** The data **
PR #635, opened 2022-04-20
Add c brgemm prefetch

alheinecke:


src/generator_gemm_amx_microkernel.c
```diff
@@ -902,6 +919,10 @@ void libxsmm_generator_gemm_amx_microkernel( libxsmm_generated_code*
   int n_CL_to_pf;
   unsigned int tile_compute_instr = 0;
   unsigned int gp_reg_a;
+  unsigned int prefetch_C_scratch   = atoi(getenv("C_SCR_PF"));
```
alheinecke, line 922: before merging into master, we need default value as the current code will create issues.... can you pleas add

** What you have to do **
Select every line in the records above that contains the word "unsigned".

** Result of this task **
   unsigned int tile_compute_instr = 0;
   unsigned int gp_reg_a;
+  unsigned int prefetch_C_scratch   = atoi(getenv("C_SCR_PF"));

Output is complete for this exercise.